◆ Action item ◆
There is material below. Print exactly the lines starting at the line with "from contextlib import asynccontextmanager" and ending at the line with "Thanks for this", ends included, and no others.

-- Data for this task follows --

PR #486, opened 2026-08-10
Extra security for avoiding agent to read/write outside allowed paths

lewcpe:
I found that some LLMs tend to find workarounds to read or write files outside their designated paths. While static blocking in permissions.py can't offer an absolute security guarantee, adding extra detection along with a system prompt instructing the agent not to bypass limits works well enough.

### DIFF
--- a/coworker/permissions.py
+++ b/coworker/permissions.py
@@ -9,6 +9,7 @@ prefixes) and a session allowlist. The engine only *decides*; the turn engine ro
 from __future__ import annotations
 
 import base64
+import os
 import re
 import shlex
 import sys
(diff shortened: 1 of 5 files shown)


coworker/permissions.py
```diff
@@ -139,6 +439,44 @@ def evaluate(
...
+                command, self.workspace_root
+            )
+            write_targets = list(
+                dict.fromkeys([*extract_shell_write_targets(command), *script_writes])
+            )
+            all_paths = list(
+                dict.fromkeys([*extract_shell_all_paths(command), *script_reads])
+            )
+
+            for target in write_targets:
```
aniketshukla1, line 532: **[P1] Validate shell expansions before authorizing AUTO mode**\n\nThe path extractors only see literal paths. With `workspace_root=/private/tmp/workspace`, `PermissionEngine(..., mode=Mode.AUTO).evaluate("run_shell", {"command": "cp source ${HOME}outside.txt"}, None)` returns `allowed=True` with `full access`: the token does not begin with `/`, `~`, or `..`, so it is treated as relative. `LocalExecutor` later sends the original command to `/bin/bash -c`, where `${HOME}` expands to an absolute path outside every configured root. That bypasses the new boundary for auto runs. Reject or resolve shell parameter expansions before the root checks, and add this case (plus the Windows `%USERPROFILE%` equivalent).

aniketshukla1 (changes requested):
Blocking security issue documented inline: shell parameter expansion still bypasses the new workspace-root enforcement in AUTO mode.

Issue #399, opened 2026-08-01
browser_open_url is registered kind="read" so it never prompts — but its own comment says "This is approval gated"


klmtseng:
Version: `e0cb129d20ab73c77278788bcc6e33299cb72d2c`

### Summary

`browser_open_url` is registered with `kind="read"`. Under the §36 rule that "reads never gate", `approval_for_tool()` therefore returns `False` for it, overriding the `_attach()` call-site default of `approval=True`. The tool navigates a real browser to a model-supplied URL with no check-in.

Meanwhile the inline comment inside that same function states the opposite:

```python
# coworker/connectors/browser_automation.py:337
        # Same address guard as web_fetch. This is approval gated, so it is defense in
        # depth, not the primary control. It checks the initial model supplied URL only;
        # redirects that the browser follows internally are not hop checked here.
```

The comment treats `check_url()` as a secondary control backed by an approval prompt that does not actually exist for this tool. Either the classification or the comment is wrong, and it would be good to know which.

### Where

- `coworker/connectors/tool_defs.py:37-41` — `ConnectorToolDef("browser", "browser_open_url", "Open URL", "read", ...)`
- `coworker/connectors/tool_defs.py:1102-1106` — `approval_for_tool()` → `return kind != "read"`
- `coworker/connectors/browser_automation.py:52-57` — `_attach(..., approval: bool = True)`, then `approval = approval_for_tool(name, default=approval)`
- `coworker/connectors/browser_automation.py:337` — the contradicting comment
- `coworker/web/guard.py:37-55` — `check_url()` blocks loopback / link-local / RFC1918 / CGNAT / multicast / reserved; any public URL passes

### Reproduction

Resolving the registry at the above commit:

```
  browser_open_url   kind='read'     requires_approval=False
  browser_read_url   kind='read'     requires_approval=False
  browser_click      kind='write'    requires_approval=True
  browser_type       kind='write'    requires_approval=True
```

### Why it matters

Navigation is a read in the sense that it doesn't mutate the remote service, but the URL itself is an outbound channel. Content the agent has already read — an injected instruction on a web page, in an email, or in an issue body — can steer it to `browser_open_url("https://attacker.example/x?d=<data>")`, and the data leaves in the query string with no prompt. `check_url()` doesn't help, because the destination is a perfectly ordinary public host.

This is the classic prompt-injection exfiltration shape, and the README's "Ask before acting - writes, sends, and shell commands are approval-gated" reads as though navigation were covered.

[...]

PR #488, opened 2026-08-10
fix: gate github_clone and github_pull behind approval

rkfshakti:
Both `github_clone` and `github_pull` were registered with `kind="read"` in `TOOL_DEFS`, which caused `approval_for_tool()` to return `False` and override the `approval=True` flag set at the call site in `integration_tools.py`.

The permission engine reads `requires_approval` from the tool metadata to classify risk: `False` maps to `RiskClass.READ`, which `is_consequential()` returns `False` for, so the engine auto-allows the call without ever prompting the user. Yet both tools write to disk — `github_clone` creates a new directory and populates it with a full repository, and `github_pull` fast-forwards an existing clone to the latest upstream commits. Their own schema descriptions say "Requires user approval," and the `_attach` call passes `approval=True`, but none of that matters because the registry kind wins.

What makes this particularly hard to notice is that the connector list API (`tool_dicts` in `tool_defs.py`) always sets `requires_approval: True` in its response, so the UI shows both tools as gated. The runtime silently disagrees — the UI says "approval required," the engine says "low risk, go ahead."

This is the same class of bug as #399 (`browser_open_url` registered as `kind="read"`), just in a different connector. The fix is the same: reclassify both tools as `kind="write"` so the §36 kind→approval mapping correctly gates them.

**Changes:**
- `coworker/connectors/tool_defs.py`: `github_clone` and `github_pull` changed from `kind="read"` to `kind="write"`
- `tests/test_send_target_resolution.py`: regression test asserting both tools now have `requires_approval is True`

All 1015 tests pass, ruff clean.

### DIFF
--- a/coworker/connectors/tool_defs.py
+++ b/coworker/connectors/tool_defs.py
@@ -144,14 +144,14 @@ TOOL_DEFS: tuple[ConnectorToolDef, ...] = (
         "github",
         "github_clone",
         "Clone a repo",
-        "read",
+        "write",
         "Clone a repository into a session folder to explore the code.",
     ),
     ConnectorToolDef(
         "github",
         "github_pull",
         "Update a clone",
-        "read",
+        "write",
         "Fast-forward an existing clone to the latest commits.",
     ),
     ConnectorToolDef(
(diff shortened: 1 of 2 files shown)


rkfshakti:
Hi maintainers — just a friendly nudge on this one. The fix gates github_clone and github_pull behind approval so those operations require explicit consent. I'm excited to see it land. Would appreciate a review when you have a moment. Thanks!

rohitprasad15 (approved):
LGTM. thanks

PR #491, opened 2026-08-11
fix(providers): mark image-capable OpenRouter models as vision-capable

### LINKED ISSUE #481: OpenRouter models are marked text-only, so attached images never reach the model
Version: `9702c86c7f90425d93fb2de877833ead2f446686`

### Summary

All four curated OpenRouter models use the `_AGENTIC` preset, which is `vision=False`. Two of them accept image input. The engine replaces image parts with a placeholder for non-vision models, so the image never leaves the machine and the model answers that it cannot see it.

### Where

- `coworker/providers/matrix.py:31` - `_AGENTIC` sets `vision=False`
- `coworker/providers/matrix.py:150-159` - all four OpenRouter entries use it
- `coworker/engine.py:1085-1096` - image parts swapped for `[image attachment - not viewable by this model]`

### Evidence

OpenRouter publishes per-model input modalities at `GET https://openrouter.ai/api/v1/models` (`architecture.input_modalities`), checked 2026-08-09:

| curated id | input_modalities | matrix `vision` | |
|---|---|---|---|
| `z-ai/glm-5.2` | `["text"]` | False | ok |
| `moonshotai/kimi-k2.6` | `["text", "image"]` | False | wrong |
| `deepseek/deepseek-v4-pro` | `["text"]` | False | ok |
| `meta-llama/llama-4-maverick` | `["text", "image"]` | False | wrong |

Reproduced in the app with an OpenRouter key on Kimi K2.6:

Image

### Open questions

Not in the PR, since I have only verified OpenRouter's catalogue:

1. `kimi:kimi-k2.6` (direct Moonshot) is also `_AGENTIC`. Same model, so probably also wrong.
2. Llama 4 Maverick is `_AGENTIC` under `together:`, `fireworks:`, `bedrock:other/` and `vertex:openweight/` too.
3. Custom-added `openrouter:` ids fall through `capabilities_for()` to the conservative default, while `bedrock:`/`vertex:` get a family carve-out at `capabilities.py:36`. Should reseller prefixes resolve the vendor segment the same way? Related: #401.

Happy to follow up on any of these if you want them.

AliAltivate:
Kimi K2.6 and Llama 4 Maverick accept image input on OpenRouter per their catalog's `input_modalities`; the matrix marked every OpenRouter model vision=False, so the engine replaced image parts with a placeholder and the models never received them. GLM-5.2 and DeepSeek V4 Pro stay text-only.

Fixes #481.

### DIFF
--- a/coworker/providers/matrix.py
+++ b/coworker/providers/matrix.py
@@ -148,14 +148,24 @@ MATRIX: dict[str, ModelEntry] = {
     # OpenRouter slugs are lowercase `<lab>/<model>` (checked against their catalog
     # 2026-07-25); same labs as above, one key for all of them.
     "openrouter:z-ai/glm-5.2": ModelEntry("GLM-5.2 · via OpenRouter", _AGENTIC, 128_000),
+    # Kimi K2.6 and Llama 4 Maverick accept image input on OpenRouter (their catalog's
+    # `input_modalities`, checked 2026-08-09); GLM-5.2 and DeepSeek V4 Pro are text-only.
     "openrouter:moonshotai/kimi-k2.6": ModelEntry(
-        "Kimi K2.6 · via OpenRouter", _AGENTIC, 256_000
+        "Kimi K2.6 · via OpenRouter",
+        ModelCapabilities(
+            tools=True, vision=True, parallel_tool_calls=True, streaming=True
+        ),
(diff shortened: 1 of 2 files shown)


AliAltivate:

-- Data for this task concluded --
-- Data for this task follows --

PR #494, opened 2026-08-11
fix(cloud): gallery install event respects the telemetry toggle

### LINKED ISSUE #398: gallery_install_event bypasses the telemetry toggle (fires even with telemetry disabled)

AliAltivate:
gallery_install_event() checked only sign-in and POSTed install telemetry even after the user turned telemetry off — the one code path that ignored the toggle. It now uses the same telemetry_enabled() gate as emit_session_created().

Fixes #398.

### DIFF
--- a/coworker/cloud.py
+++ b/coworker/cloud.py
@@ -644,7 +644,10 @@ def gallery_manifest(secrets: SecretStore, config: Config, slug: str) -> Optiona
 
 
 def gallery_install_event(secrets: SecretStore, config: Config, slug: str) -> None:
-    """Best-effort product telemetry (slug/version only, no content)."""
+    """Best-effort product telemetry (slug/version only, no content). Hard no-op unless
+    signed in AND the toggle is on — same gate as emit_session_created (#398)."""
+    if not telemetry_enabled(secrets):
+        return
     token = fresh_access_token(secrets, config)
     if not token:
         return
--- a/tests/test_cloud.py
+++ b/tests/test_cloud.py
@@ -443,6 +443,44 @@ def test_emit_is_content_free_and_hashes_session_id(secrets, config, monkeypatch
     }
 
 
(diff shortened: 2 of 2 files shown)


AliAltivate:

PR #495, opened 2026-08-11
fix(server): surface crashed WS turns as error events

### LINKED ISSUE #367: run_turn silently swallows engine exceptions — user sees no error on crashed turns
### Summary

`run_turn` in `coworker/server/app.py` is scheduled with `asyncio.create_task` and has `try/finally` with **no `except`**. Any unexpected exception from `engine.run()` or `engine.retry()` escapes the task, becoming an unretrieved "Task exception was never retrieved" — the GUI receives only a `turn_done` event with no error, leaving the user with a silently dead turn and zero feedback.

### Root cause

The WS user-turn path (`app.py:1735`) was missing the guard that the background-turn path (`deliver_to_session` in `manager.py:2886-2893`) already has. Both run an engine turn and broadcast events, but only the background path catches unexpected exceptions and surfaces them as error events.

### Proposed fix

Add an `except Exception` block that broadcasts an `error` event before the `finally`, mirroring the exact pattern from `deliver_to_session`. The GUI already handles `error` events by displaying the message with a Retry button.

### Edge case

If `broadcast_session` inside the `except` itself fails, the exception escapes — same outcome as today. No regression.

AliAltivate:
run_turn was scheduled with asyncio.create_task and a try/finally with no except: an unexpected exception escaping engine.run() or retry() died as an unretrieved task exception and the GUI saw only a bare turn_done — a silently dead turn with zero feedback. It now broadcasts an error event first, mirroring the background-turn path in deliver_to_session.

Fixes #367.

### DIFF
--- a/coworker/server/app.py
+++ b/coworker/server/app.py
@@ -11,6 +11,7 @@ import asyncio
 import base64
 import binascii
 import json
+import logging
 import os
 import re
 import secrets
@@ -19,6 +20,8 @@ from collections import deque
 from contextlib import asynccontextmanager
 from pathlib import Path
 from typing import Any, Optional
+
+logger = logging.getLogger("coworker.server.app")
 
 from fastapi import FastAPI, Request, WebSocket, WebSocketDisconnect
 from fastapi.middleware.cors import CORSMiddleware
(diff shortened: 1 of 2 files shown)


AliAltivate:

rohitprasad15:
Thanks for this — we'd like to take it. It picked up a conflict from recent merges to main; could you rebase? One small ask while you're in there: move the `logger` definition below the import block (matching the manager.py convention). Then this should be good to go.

-- Data for this task concluded --
-- Data for this task follows --

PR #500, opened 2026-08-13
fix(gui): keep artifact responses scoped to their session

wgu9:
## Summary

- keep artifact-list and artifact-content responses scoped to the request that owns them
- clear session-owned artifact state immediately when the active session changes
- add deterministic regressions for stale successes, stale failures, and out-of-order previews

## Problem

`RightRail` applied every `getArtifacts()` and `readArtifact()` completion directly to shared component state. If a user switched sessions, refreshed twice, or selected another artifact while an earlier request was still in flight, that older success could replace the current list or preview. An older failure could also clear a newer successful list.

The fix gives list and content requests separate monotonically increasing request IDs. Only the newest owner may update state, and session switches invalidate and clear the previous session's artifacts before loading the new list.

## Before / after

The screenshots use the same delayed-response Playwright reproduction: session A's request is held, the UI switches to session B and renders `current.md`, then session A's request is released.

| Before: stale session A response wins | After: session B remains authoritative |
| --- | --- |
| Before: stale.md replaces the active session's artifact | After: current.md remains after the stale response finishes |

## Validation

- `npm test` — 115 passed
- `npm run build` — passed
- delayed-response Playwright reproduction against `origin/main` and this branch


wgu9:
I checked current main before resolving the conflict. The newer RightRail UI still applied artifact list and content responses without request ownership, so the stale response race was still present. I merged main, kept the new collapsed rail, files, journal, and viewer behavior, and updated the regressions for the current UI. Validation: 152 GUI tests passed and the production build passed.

-- Data for this task concluded --

◆ Result of this task ◆
 from contextlib import asynccontextmanager
 from pathlib import Path
 from typing import Any, Optional
+
+logger = logging.getLogger("coworker.server.app")
 
 from fastapi import FastAPI, Request, WebSocket, WebSocketDisconnect
 from fastapi.middleware.cors import CORSMiddleware
(diff shortened: 1 of 2 files shown)


AliAltivate:

rohitprasad15:
Thanks for this — we'd like to take it. It picked up a conflict from recent merges to main; could you rebase? One small ask while you're in there: move the `logger` definition below the import block (matching the manager.py convention). Then this should be good to go.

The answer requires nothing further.